К 1 сентября возвращаемся в Воронеж и начинаем учебный год. Город сильно изменился. Тщательная светомаскировка, окна во всех домах наглухо зашторены. Даже курить на улице в ночное время нельзя, а прикуривать - тем более. За нарушение светомаскировки можно угодить в НКВД, а там начнут разбираться - не шпион ли ты. К добру это не приведет. На вокзале устроен эвакопункт - там принимают беженцев из западных районов страны, выдают им "сухие пайки" и отправляют в товарных эшелонах куда-то дальше, на восток.

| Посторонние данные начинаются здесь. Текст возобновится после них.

PR #904, opened 2023-11-22
Dockerhub analytics

udgover:


plugins/analytics/public/dockerhub.py
```diff
@@ -0,0 +1,188 @@
...
+import re
+
+import requests
+from core import taskmanager
+from core.config.config import yeti_config
+from core.schemas import observable, task
+from core.schemas.observable import Observable, ObservableType
+
+
+class DockerHubAPI(object):
```
sebdraven, line 12: `Class DockerHubAPI:` is better

plugins/analytics/public/dockerhub.py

Странно, но все или почти все эвакуированные - почему-то евреи. Странно и другое, ведь в Воронеже совершенно не было антисемитизма и я, например, совсем забыл, что я - еврей, а тут только и слышны разговоры, что у всех этих ЖИДОВ оказывается полные чемоданы денег. Ясно, что это вранье, ибо большинство эвакуированных говорит, что бежало от немцев буквально "в чем мать родила". Однако, как потом выяснилось, для таких слухов были достаточно веские основания, так как многие областные и городские начальники, завмаги, "хозяйственники", заведующие и кассиры отделений банков и сберкасс, директора ювелирных салонов, словом, все те, кто имел дело с деньгами и ценностями, "не растерялись", и у них действительно были полные чемоданы денег и ювелирных изделий. Разумеется, это были не только евреи, но, как говорят, "весь интернационал", однако из-за того, что основную массу эвакуированных составляли евреи, все подобные относительно очень немногочисленные случаи воровства приписывались именно им, подняв мутную волну ненависти и антисемитизма.
Приехала из Москвы мамина сестра тетя Галя, забрала бабушку Симу и уехала с ней в "эвакуацию" в Самарканд. Она инженер - текстильщик, и в Самарканде ей сразу дали работу сменным инженером на шелко-прядильной фабрике "Худжум" и комнату в общежитии.